Ask HN: What response time is acceptable for auto complete inputs. - chrisacky

Looking at sites like Google, their autocomplete can respond within 30-50ms, which is clearly well below the threshold which any human would regard as being slow.<p>What should ordinary folk try and aim for when aiming to deliver similar auto complete functionality for search fields?<p>I'm using Solr, for driving my autocomplete, but my main application stack (which is using Zend Framework/PHP) is just too darn slow. After a request comes in to my application, it takes about 100-170ms to respond to any request.<p>So I'm curious as to what we should aim to server these requests in, in order to appear extremely responsive.
======
chrisacky
Perhaps, I should of included in the original question...

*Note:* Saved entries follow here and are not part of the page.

PR #3498, opened 2016-05-04
RFC: Use the default AppVeyor version of Go.

boumenot:
AppVeyor comes with Go 1.6 amd64 preinstalled, and added to the path.  There's no need to re-download.

See https://www.appveyor.com/docs/installed-software#go

Unfortunately, there's no way to track 1.6 when AppVeyor upgrades to the next version of Go.  This is why I marked the PR as RFC.  I'll log an issue with AppVeyor to get their thoughts.

### DIFF
--- a/appveyor.yml
+++ b/appveyor.yml
@@ -12,18 +12,12 @@ os: Windows Server 2012 R2
 
 environment:
   GOPATH: c:\gopath
-  matrix:
-  - GOARCH: amd64
-    GOVERSION: 1.6
 
 clone_folder: c:\gopath\src\github.com\mitchellh\packer
 
 install:
-  - set Path=c:\go\bin;%Path%
   - set GO15VENDOREXPERIMENT=1
   - echo %Path%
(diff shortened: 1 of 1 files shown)


cbednarski:
This LGTM. The reason this broke earlier was because of vendoring and some odd behavior with go 1.5, which required an update to 1.6. But I think with any version >= 1.6 we should be fine.

boumenot:
I asked the AppVeyor team to default c:\go to the latest released version, and to give the latest version its own directory.  (This will make it easier to lock to a version of go.)  They have done both, and it's in the latest AppVeyor image.  They've also upgrade to the latest released version of Go (v1.6.2)

Recap:
* c:\go == golang v.1.6.2 amd64
* c:\go16 == golang v1.6.2 amd64
* c:\go16-x86 == golang v1.6.2 x86

cbednarski:
@boumenot That's awesome, thanks for following up!

PR #3503, opened 2016-05-06
Google image family

pschultz:
This PR adds support for GCE's image families. From the GCE docs [here][1], and [here][2]:

> Use image families to simplify image versioning. Add an image to an image family to set it as the most recent image version. If you determine that you must roll back the image family to a previous image version, deprecate the most recent image in the family.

The "auto complete" works over two queries.

The dataset on the first query doesn't change, however the facet results on
the second query do. The documents which I'm searching over for the actual
auto complete are place names from around the world. About 6 million in total.

A query comes in from the user, and I use the search string to check for all
place names and known aliases (which is about 20million).

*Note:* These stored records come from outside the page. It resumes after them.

PR #2537, opened 2015-07-31
Add lxc from ustream/packer-builder-lxc to post processor vagrant

ironpinguin:
It is possible to add the post processor for the external packer-builder-lxc from ustream/packer-builder-lxc to create vagrant box as result?

PR #3523, opened 2016-05-11
LXC builder

ChrisLundquist:
This replaces https://github.com/mitchellh/packer/pull/2537 and accomplishes https://github.com/mitchellh/packer/issues/790.

My contribution here is minimal and mostly massages the existing work to only provide the `lxc` builder.
With Ubuntu 16.04 this requires the `lxc1` package, since, from what I can tell, `lxd` has replaced the `lxc` command line interface.

Truth be told, I was unable to find the `lxc1` syntax to launch a container using the generated tar ball. From [what I read](https://lists.linuxcontainers.org/pipermail/lxc-users/2014-August/007580.html), you have to extract the tar ball before launching the container, and modify various settings. Or use a [bash script](http://stackoverflow.com/questions/30022603/create-an-lxc-container-from-a-local-templete-tar-gz) written by the salt stack community

So, I wrangled the tarball, and added a `metadata.yaml` file that was based on the directions from [here](https://insights.ubuntu.com/2016/04/01/lxd-2-0-image-management-512/) then launched it using `lxd` with great success.

The whole experience has left me with a few questions:
- Is there really no standard way to launch an `lxc1` style container given a tar ball?
- Do we want to support `lxc1`, `lxd`, or both?
  - Initially I had hoped `lxd` could be a post processor, I'm not sure if that's the right approach from a user perspective now. (specifying an LXC template file to ignore it later seems wrong)

/cc @ironpinguin @oker1


ChrisLundquist:
@rickard-von-essen I took a stab at adding docs.

builder/lxc/step_wait_init.go
```diff
@@ -0,0 +1,126 @@
...
+		targetRunlevel := fmt.Sprintf("%d", config.TargetRunlevel)
+		if currentRunlevel == targetRunlevel {
+			log.Printf("Container finished init.")
+			break
+		} else if currentRunlevel > targetRunlevel {
+			log.Printf("Expected Runlevel %s, Got Runlevel %s, continuing", targetRunlevel, currentRunlevel)
+			break
+		}
+
+		/*log.Println("Attempting SSH connection...")
```
cbednarski: If this is not needed please delete it rather than commenting it. Otherwise add TODO and a note.

website/source/docs/builders/lxc.html.md
```diff
@@ -0,0 +1,82 @@
...
+    as a tar.gz of the root file system.
+layout: docs
+page_title: LXC Builder
+...
+
+# LXC Builder
+
+Type: `lxc`
+
+The `lxc` Packer builder builds containers for lxc1. The builder starts an LXC
```
cbednarski: I see lxc1 in the docs but not referenced in the code anywhere. Is this only on Ubuntu? Does this code work on CentOS/RHEL or is Ubuntu required?

cbednarski:
Thanks for the PR! I have only done a cursory review so far. I noticed there are no tests. Please add some tests! This helps me validate that  future changes don't break functionality or backwards compatibility.

Also, my understanding is that this only works on Ubuntu? I'm not sure if CentOS follows the same package names for LXC.

> Do we want to support lxc1, lxd, or both?

Given what you've described it sounds like LXD could be its own builder, but I don't know much about this personally. I will have to defer to someone (like you!) who has more info about this.

I'm thinking if this only works on linux whether we should just not include this at all in the other builds (OS X / Windows). We can use a build-flag and filter out of the plugin list, or we can simply include a stub implementation that says "not implemented!". This simplifies testing and compiling on those platforms. See **Build Constraints** on [this page](https://golang.org/pkg/go/build/).

builder/lxc/step_wait_init.go
ChrisLundquist: I don't know the history here. I just stitched this together from existing work from @ironpinguin @oker1 .

website/source/docs/builders/lxc.html.md
ChrisLundquist: This *should* work on most linux platforms such as Debian, Ubuntu, and Centos. I've only done it on Ubuntu with this code.
http://www.tecmint.com/install-create-run-lxc-linux-containers-on-centos/
Looks very promising for using this on Centos.

So, `lxc1` is what Ubuntu 15.10 and 16.04 call the original collection of lxc scripts. Other distros will probably just call it `lxc`.

From the Centos link Above: `# yum install lxc lxc-templates`

There is some confusion as `lxd` on Ubuntu 15.10 and 16.04 provide a reworked `lxc` command line written in go that has a web server daemon to move containers between hosts.

I'm not sure of the best way to distinguish between the two packages other than `lxc1`.

ChrisLundquist:
> Thanks for the PR! I have only done a cursory review so far. I noticed there are no tests. Please add some tests! This helps me validate that future changes don't break functionality or backwards compatibility.

Yeah, this is largely the work of others. I wasn't too sure how to add tests that didn't actually create containers. Or rather, I wasn't sure what there would be left to test, if we mocked out the LXC calls.

> Do we want to support lxc1, lxd, or both?
> Given what you've described it sounds like LXD could be its own builder, but I don't know much about this personally. I will have to defer to someone (like you!) who has more info about this.

Yeah, the struggle is that the artifacts in the end look *really* similar. One is a rootfs tarball with an `lxc config` file. The LXD one is a rootfs tarball with a `metadata.yaml` file at the root.

Initially I wanted to use `debootstrap` to build the rootfs tarball, then have post processors, but that had some wrinkles because starting a container needs a few special things to set the hostname, and networking appropriately.

So yes, expect an `lxd` builder soon :)

>Also, my understanding is that this only works on Ubuntu? I'm not sure if CentOS follows the same package names for LXC.

This should work on CentOS with the appropriate packages installed.

> I'm thinking if this only works on linux whether we should just not include this at all in the other builds (OS X / Windows). We can use a build tag and filter out of the plugin list, or we can simply include a stub implementation that says "not implemented!". This simplifies testing and compiling on those platforms. See Build Constraints on this page.

Yeah, LinuX Containers (LXC) depend on the linux kernel. 
We check `GOOS` [here](https://github.com/mitchellh/packer/pull/3523/files#diff-4753a452ed7b814238967f4de293cf16R38) but there is no need to compile it on other platforms.
I'll throw in the build constraints.

ChrisLundquist:
@cbednarski using build constrains seems to break the non-linux build.

https://ci.appveyor.com/project/hashicorp/packer/build/1484

cbednarski:
> I wasn't too sure how to add tests that didn't actually create containers.

Creating containers is fine. We have a few tests that run as "acceptance tests" using the `PACKER_ACC=1` environment variable; these create, modify, and destroy real resources, vms, and containers. You can take a look at the `Makefile` for some info about how to run these and also see an [example in the Docker builder](https://github.com/mitchellh/packer/blob/master/builder/docker/communicator_test.go#L22-L38).

> using build constrains seems to break the non-linux build.

Ah yeah that's a side effect of generating the `command/plugin.go` file. I think it's OK to leave this as you have it. Sorry about the confusion there.

The longer explanation is that we generate the list of plugins based on their interface. However we have to check this file into git so all platforms (currently) have the same list. There are two ways to solve this:

1. Create a stub that bails out at runtime (what you have now)
2. Detect build flags in the plugin code, create multiple `plugin.go` files, and add build flags to those too

I think 2 is more robust but since there is only one exception we can skip this. The AST stuff is kinda a pain.

ChrisLundquist:
> Creating containers is fine. We have a few tests that run as "acceptance tests" using the PACKER_ACC=1 environment variable;

Will do.



> I think 2 is more robust but since there is only one exception we can skip this. The AST stuff is kinda a pain.

Agreed. Docker uses LXC under the covers as well, but yeah :)
From what I was reading you can generate `plugins_linux.go` and `plugins_windows.go`

cbednarski:
> Docker uses LXC under the covers as well, but yeah :)

Ah, that's true! Though Docker has a remote API so Packer can run on a different OS. I think LXD also works this way.

ChrisLundquist:
@cbednarski I've added some very basic unit tests and some bats acceptance / integration tests.
I'm not totally happy with them, but they should provide some coverage.

Is there anything else you'd like to see?

ChrisLundquist:
Greetings friends! We've all been busy and I wanted to check if there is anything else to be done here.
Please let me know if you see or think of anything.

korotovsky:
Guys, I compiled packer with this PR and it creates an LXC containers well, but I faced the following error, when try to use it with the `ansible` provisioner:

```
==> lxc-1470400563: Provisioning with Ansible...
==> lxc-1470400563: Executing Ansible: ansible-playbook /home/korotovsky/dev/ansible-playbooks/app/app.yml -i /tmp/packer-provisioner-ansible758948666 --private-key /tmp/ansible-key293463431
==> lxc-1470400563: SSH proxy: serving on 127.0.0.1:43584
    lxc-1470400563:
    lxc-1470400563: PLAY [Install app db] ********************************************
    lxc-1470400563:
    lxc-1470400563: TASK [setup] *******************************************************************
    lxc-1470400563: SSH proxy: accepted connection
==> lxc-1470400563: authentication attempt from 127.0.0.1:38336 to 127.0.0.1:43584 as korotovsky using none
==> lxc-1470400563: unauthorized key
==> lxc-1470400563: authentication attempt from 127.0.0.1:38336 to 127.0.0.1:43584 as korotovsky using publickey
==> lxc-1470400563: authentication attempt from 127.0.0.1:38336 to 127.0.0.1:43584 as korotovsky using publickey
    lxc-1470400563: rejecting auth-agent-req@openssh.com request

```

It stuck on the last output line

I think it could be related only for `lxc` builder. that's why I didn't create a new issue yet.

korotovsky:
After some investigation I realized that problem is in SSH connection. If I would use native ssh client I get:

```
debug2: channel_input_status_confirm: type 99 id 0
debug2: PTY allocation request accepted on channel 0
debug2: channel_input_status_confirm: type 100 id 0
shell request failed on channel 0
```

At the same moment I get the following output in packer logs:

```
    lxc-1470411466: SSH proxy: accepted connection
==> lxc-1470411466: authentication attempt from 127.0.0.1:39372 to 127.0.0.1:45418 as ubuntu using none
==> lxc-1470411466: unauthorized key
==> lxc-1470411466: authentication attempt from 127.0.0.1:39372 to 127.0.0.1:45418 as ubuntu using publickey
==> lxc-1470411466: authentication attempt from 127.0.0.1:39372 to 127.0.0.1:45418 as ubuntu using publickey
    lxc-1470411466: rejecting auth-agent-req@openssh.com request
    lxc-1470411466: rejecting shell request
```

ChrisLundquist:
I've had a similar experience with the ansible provisioner with my LXD builder.

The Ansible builder does a lot of proxying and I don't entirely follow how it copies `~/.ssh/id_rsa.pub` to the remote host. The docs say it generates a temporary key pair by default, but I still don't see that key getting added to `/root/.ssh/authorized_keys`.

The actual ansible provisioner has `adapter.go` that I don't entirely understand.

My work around has been using the `ansible-local` provisioner which copies my playbooks and roles then runs ansible on the localhost.

Here is an ***LXD*** example, which should be fairly close to this ***LXC*** builder.
```
{
"provisioners": [
    {
      "type": "shell",
      "inline": "sleep 5; sudo apt-get update; sudo apt-get install -y ansible awscli; mkdir -p /remote/ansible/dir;"
    },
    {
      "type": "file",
      "source": "/local/ansible/dir/",
      "destination": "/remote/ansible/dir/"
    },
    {
      "type": "ansible-local",
      "playbook_file": "/remote/ansible/dir/playbooks/example.yml",
      "playbook_dir": "/remote/ansible/dir/playbooks"
    }
  ],
  "builders": [
    {
      "type": "lxd",
      "name": "lxd-xenial",
      "image": "ubuntu-daily:x",
      "output_image": "example"
    }
  ]
}
```

korotovsky:
I tried to use `ansible-local`, but had fail. We have a lot of playbooks with multiple inventories (dynamic and static), and they are a bit more complex than "hello world" written in ansible yml :)

I described my experience with it here: https://github.com/mitchellh/packer/issues/3782

Hope, we will able to fix either `ansible-local` (I see it's as an easiest way), or `ansible` with this `lxc` builder.

rickard-von-essen:
@ChrisLundquist the `ansible` provisioner creates a ssh proxy which ansible connection to using a temporary ssh keypair. The ssh proxy  connects to the guest using the details in the communicator (`ssh_username`, `ssh_password` etc). 

The question comes down to, are you running a sshd in your container, can ansible connect to the container from command line?...

ChrisLundquist:
My confusion is how the ansible provisioner puts the public key onto the guest.
From what I can *tell*, the run is hanging because we can't auth to the guest.
We try via public key, then password, then hang.
When inspecting the guest, I see sshd listening on port 22.
I don't see a means to authenticate. I'd *guess* that somewhere we're using the builder's communicator to do a file push of `~/.ssh/authorized_keys`, but I don't see that.

```
$ packer build crash-worker.json 
lxd-xenial output will be in this color.

==> lxd-xenial: Creating container...
==> lxd-xenial: Provisioning with Ansible...
==> lxd-xenial: Executing Ansible: ansible-playbook /opt/unity/unitycloud-ops/ansible/playbooks/crash-worker.yml -i /tmp/packer-provisioner-ansible114679237 --private-key /tmp/ansible-key371217534
==> lxd-xenial: SSH proxy: serving on 127.0.0.1:42827
    lxd-xenial:
    lxd-xenial: PLAY [*] ***********************************************************************
    lxd-xenial:
    lxd-xenial: TASK [setup] *******************************************************************
    lxd-xenial: SSH proxy: accepted connection
==> lxd-xenial: authentication attempt from 127.0.0.1:48436 to 127.0.0.1:42827 as ubuntu using none
==> lxd-xenial: unauthorized key
==> lxd-xenial: authentication attempt from 127.0.0.1:48436 to 127.0.0.1:42827 as ubuntu using publickey
==> lxd-xenial: unauthorized key
==> lxd-xenial: authentication attempt from 127.0.0.1:48436 to 127.0.0.1:42827 as ubuntu using publickey
==> lxd-xenial: authentication attempt from 127.0.0.1:48436 to 127.0.0.1:42827 as ubuntu using publickey
<Hang>
```

```
# The host vagrant
ubuntu@ubuntu-xenial:~$ lxc list
+-------------------+---------+----------------------+------+------------+-----------+
|       NAME        |  STATE  |         IPV4         | IPV6 |    TYPE    | SNAPSHOTS |
+-------------------+---------+----------------------+------+------------+-----------+
| packer-lxd-xenial | RUNNING | 10.186.50.209 (eth0) |      | PERSISTENT | 0         |
+-------------------+---------+----------------------+------+------------+-----------+
# Enter the LXD guest
ubuntu@ubuntu-xenial:~$ lxc exec packer-lxd-xenial -- bash
# The LXD guest is running SSH
root@packer-lxd-xenial:~# sudo netstat -plant
(Not all processes could be identified, non-owned process info
 will not be shown, you would have to be root to see it all.)
Active Internet connections (servers and established)
Proto Recv-Q Send-Q Local Address           Foreign Address         State       PID/Program name
tcp        0      0 0.0.0.0:22              0.0.0.0:*               LISTEN      320/sshd        
tcp6       0      0 :::22                   :::*                    LISTEN      320/sshd        
# The authorized keys file is empty
root@packer-lxd-xenial:~# ls -la /home/ubuntu/.ssh/authorized_keys  
-rw------- 1 ubuntu ubuntu 0 Aug  6 00:07 /home/ubuntu/.ssh/authorized_keys
# No authorized keys
root@packer-lxd-xenial:~# cat /home/ubuntu/.ssh/authorized_keys 
# No login password
root@packer-lxd-xenial:~# cat /etc/shadow | grep ubuntu
ubuntu:!:17019:0:99999:7:::
root@packer-lxd-xenial:~# cat /etc/shadow | grep root  
root:*:17018:0:99999:7:::
```

Is it expected that I push the authorized key file first with the file provisioner?
This would be a little surprising to me if it is the case.


After some tinkering, this *almost* works:
```
{
"provisioners": [
    {
      "type": "shell",
      "inline": "sleep 3; mkdir -p /home/ubuntu/.ssh/; apt-get install -y python;"
    },
    {
      "type": "file",
      "source": "/home/ubuntu/.ssh/id_rsa.pub",
      "destination": "/home/ubuntu/.ssh/authorized_keys"
    },
    {
      "type": "shell",
      "inline": "chown -R ubuntu: /home/ubuntu/"
    },
    { 
      "type": "ansible",
      "playbook_file": "/opt/unity/unitycloud-ops/ansible/playbooks/crash-worker.yml"
    }
  ],
  "builders": [
    {
      "type": "lxd",
      "name": "lxd-xenial",
      "image": "ubuntu-daily:x",
      "output_image": "crash-worker"
    }
  ]
}
```
The ansible provisioner still connects to the proxy and hangs, but a normal ansible run will work.
E.G.
```
ubuntu@ubuntu-xenial:~$ lxc list
+-------------------+---------+---------------------+------+------------+-----------+
|       NAME        |  STATE  |        IPV4         | IPV6 |    TYPE    | SNAPSHOTS |
+-------------------+---------+---------------------+------+------------+-----------+
| packer-lxd-xenial | RUNNING | 10.186.50.94 (eth0) |      | PERSISTENT | 0         |
+-------------------+---------+---------------------+------+------------+-----------+
ubuntu@ubuntu-xenial:~$ ansible-playbook /opt/unity/unitycloud-ops/ansible/playbooks/crash-worker.yml -i 10.186.50.94, # <-- Note this trailing comma is important
< Normal ansible run >
```

I still don't understand the purpose of the SSH proxy instead of connecting to the guest directly.
My *guess* is that it removes the need for SSH running on the guest, or for builders that don't have an IPAddress to connect?
Maybe provisioners don't have a way to get an IPAddress from a builder?

My naïve approach for an ansible provisioner would be to do steps similar to the bash and file provisioners above, then run ansible normally, sans proxy. I'm sure there is some gotchya with this approach though.

Note, these tests were done against the ***LXD*** builder, but it exhibits the same behavior with the ansible provisioner.

ChrisLundquist:
I think I understand now.
`provisioners/ansible/adapter.go` translates an SSH connection to a communicator, for builders that don't use the SSH communicator.
And, for some reason, we're having trouble authing to the ansible SSH adapter?

I disabled auth with:
```
-               //NoClientAuth:      true,
+               NoClientAuth:      true,
```

```
ubuntu@ubuntu-xenial:~$ ssh localhost -p 44107 -- hostname
packer-lxd-xenial #successfully ran a command on the guest
```

Generates:
```
    lxd-xenial: SSH proxy: accepted connection
==> lxd-xenial: authentication attempt from 127.0.0.1:42610 to 127.0.0.1:44107 as  using none
```

But even without auth, the ansible provisioner still hangs when using LXD.

The LXD communicator uses commands on the localhost to talk to the container E.G. `lxc exec <guest container> -- <command>`. It seems like this *should* work though.

ChrisLundquist:
I've poked at this some more, and it appears similar to an issue with ansible+docker https://github.com/mitchellh/packer/issues/3260

ChrisLundquist:
Resolved the merge conflict, fortunately it was just cmd/plugin.go needing to be regenerated :)

korotovsky:
Hi @ChrisLundquist, does your PR now work with `ansible-remote`?

ChrisLundquist:
It does not work with ansible-remote. There is a similar issue with the docker builder and ansible-remote and the work around is to use a special ansible docker driver. I didn't find a working ansible LXD driver.

https://github.com/mitchellh/packer/issues/3260 has more details about the docker specifics and work arounds. I wasn't able to get these to work here.

filterfish:
@cbednarski is there any reason not to merge this? Is the ansible problem related to this PR or is it broader, from what I can tell it's broader but I'm no expert on these things ;)

I for one don't use ansible and would be *more* than happy to see this merged.

I'll see if I can get it to build over the next few days. The last time I tried I couldn't get it to work but that's quite possibly a problem with my environment.

korotovsky:
Happy New Year! :)

Any news here?

ChrisLundquist:
I feel that this builder works, but there are a few snags with the ansible provisioner, which I think is an issue with ansible itself as there is documentation of similar issues with docker.

 It works with the other provisioners that I've tested such as `ansible-local`, and `salt`. The ansible remote provisioner is a little different as I recall as it proxies the SSH connection.

As I recall, ansible-remote has a special communicator you need to use with docker, but one doesn't seem to exist here. I briefly tried a few ones I found on GitHub to no avail.

The conflict appears to be from the autogenerated file, so merging master and rebuilding should be super simple.

mwhooker:
Hi folks,

Going through open PRs in preparation for 1.0. This definitely seems like a good addition, but I think it would be best to target this for 1.1

@ChrisLundquist If we merge this in in the future, would you be open to maintaining the plugin? I could add you as a committer so you could handle PRs/issues.

ChrisLundquist:
Yep!

builder/lxc/step_prepare_output_dir.go
```diff
@@ -0,0 +1,49 @@
...
+		ui := state.Get("ui").(packer.Ui)
+
+		ui.Say("Deleting output directory...")
+		for i := 0; i < 5; i++ {
+			err := os.RemoveAll(config.OutputDir)
+			if err == nil {
+				break
+			}
+
+			log.Printf("Error removing output dir: %s", err)
```
SwampDragons: Is there a particular error we're likely to hit?  If so It'd be nice to have the code specifically looking for that error before retrying.

plugin/builder-lxc/main.go
```diff
@@ -0,0 +1,15 @@
...
+)
+
+func main() {
+	server, err := plugin.Server()
+	if err != nil {
+		panic(err)
+	}
+	server.RegisterBuilder(new(lxc.Builder))
+	server.Serve()
+}
```
rickard-von-essen: This file is not needed anymore.

website/source/docs/builders/lxc.html.md
```diff
@@ -0,0 +1,97 @@
...
+
+-  `template_name` (string) - The LXC template name to use.
+
+-  `template_environment_vars` (array of strings) - Environmental variables to use to build the template with.
+
+### Optional:
+
+-  `target_runlevel` (int) - The minimum run level to wait for the container to reach. Note some distributions (Ubuntu) simulate run levels and may report 5 rather than 3.
+
+-  `output_directory` (string) - The directory in which to save the exported tar.gz.
```
rickard-von-essen: What's the default for this?

website/source/docs/builders/lxc.html.md
```diff
@@ -0,0 +1,97 @@
...
+
+-  `container_name` (string) - The name of the LXC container. Usually `/var/lib/lxc/containers/<container_name>`.
```
rickard-von-essen: And this?

website/source/docs/builders/lxc.html.md
```diff
@@ -0,0 +1,97 @@
...
+
+-  `command_wrapper` (string) - Allows you to specify a wrapper command, such as `ssh` so you can execute packer builds on a remote host.
+
+-  `init_timeout` (string) - The timeout in seconds to wait for the the container to start.
```
rickard-von-essen: And this?

website/source/docs/builders/lxc.html.md
```diff
@@ -0,0 +1,97 @@
...
+
+-  `template_parameters` (array of strings) - Options to pass to the given `lxc-template` command, usually located in `/usr/share/lxc/templates/lxc-<template_name>``. Note: This gets passed as ARGV to the template command. Ensure you have an array of strings, as a single string with spaces probably won't work.
```
rickard-von-essen: I assume this defaults to `[]`, if not it must be documented.

builder/lxc/builder.go
```diff
@@ -0,0 +1,118 @@
...
+	}
+	b.config = c
+
+	return nil, nil
+}
+
+func (b *Builder) Run(ui packer.Ui, hook packer.Hook, cache packer.Cache) (packer.Artifact, error) {
+	if runtime.GOOS != "linux" {
+		return nil, errors.New("The lxc builder only works on linux environments.")
+	}
```
rickard-von-essen: I think this should go away, it's not needed. And since you have `command_wrapper` it's not true anymore.

builder/lxc/builder.go
```diff
@@ -0,0 +1,118 @@
...
+
+	// If we were interrupted or cancelled, then just exit.
+	if _, ok := state.GetOk(multistep.StateCancelled); ok {
+		return nil, errors.New("Build was cancelled.")
+	}
+
+	if _, ok := state.GetOk(multistep.StateHalted); ok {
+		return nil, errors.New("Build was halted.")
+	}
```
rickard-von-essen: Don't think we do this anywhere else (cancel/halt checks).

builder/lxc/builder.go
```diff
@@ -0,0 +1,118 @@
...
+	// Setup the state bag
+	state := new(multistep.BasicStateBag)
+	state.Put("config", b.config)
+	state.Put("cache", cache)
+	state.Put("hook", hook)
+	state.Put("ui", ui)
+	state.Put("wrappedCommand", CommandWrapper(wrappedCommand))
+
+	// Run
+	if b.config.PackerDebug {
```
rickard-von-essen: This is the wrong way of doing it. Check how it's done in [virtualbox-iso](https://github.com/hashicorp/packer/blob/master/builder/virtualbox/iso/builder.go#L296).

builder/lxc/step_prepare_output_dir.go
ChrisLundquist: Good question. I think this is code I inherited / based on from @ironpinguin .
Off the top of my head, I would imagine/guess if the container is still running there could be some devices that may not like to be deleted?

That is just a guess though.

ChrisLundquist:
@rickard-von-essen I've updated the docs.

ChrisLundquist:
Yeah, I think I based this on https://github.com/hashicorp/packer/pull/2537/files

SwampDragons:
The problem may be that I'm running on a very vanilla and possibly wrong installation of LXC but when I try to build the example in docs I get `LXC Config file appears to be missing: /tmp/lxc/config`; troubleshooting now

ChrisLundquist:
I can take a look in a few hours when I get home

SwampDragons:
I got it; was some copypasta from the example.

SwampDragons:
Merged from branch pr/3523 after a rebase and mild cleanup.

plugin/builder-lxc/main.go
rickard-von-essen: @SwampDragons This was not fixed, can you remove this and retest?

SwampDragons: oops!  https://github.com/hashicorp/packer/pull/5402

Once the server receives the response back from Solr, it then has to fire off
_another_ query back to Solr, in order to figure out the facet counts for each
location. (The application is basically a mapper, where "entities" are tagged
to specific geographical locations, so it is useful for the front end user, to
have both auto complete and then counts of documents in that particular
facet/location.

I'm thinking about dropping PHP for powering the auto complete, just due to
the initial 50ms that my application takes to bootstrap itself. Or perhaps I
should just try and employ a more sophisticated cache for the first query, in
order to check APC for strings which are less than three characters in length,
and then start to check Solr for when the character length of the search
string is 4 or more. (In fact, this sounds like a pretty reasonable solution).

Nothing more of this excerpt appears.